(Collected data entries)
*-*-*

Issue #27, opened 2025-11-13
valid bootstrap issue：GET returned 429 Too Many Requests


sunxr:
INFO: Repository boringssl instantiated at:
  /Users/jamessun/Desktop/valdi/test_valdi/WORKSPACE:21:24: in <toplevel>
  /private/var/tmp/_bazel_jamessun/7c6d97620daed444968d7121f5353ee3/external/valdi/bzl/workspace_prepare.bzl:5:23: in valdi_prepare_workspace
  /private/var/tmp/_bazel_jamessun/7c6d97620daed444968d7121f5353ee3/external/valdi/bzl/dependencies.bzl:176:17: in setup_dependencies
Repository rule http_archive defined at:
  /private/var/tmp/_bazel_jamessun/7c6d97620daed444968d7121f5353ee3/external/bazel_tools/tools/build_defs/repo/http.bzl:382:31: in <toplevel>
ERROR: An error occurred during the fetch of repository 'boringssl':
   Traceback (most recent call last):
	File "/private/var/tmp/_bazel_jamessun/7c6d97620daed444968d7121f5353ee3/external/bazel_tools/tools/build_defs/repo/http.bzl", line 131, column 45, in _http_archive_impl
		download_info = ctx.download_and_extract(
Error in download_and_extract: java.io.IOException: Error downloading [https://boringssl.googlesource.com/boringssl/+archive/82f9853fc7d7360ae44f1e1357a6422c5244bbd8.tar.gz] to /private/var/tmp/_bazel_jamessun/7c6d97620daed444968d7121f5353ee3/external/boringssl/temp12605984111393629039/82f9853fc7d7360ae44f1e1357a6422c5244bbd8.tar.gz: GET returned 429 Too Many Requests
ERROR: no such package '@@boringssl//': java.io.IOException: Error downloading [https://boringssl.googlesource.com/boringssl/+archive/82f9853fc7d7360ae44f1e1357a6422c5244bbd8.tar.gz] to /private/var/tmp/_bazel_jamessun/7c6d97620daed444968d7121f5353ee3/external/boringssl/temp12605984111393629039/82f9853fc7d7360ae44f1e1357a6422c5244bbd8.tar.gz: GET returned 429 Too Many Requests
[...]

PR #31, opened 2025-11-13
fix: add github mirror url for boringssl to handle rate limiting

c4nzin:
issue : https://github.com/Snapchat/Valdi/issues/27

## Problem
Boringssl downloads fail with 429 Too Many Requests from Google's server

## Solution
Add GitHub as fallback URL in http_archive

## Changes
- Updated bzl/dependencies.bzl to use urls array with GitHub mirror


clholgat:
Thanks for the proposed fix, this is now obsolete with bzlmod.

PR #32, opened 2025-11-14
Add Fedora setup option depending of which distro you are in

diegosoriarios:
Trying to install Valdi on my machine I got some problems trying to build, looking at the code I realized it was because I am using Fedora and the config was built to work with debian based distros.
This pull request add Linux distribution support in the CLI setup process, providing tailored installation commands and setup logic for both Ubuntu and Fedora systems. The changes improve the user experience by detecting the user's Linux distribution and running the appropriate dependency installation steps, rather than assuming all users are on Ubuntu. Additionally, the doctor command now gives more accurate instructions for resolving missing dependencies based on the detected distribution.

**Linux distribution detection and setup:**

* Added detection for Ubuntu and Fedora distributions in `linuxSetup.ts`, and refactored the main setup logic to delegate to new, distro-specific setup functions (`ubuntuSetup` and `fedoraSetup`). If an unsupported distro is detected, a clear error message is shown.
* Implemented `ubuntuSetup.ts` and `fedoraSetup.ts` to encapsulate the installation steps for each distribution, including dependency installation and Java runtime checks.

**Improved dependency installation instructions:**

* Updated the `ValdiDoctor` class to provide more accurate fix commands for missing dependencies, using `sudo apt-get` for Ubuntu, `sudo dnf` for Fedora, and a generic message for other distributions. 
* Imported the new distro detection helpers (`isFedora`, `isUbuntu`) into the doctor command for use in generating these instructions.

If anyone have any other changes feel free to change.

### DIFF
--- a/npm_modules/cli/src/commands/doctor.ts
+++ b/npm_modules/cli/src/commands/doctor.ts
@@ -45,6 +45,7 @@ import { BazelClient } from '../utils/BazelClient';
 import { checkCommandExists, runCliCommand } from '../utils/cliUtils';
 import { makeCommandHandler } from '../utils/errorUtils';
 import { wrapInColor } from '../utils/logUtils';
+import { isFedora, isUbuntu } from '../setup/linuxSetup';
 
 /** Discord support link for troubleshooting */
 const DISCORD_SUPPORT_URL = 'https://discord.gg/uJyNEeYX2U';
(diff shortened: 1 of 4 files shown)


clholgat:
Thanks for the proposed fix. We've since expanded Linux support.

*-*-*

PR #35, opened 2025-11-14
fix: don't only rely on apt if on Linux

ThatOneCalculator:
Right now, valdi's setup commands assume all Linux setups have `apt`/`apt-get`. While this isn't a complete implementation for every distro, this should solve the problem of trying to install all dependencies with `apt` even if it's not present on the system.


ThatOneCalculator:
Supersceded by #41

*-*-*

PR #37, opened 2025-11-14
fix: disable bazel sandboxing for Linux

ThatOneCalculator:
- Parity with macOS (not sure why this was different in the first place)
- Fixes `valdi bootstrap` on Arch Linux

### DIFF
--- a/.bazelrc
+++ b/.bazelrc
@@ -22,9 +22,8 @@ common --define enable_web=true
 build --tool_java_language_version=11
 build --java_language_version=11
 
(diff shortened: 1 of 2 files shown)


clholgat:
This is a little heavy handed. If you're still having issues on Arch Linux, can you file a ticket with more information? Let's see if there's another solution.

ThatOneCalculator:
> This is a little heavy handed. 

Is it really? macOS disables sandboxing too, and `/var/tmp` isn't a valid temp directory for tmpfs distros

*-*-*

▶ **To do**: In the entries above, find each line that includes the string "issues" and copy it.

▶ **Answer area**:
issue : https://github.com/Snapchat/Valdi/issues/27
This is a little heavy handed. If you're still having issues on Arch Linux, can you file a ticket with more information? Let's see if there's another solution.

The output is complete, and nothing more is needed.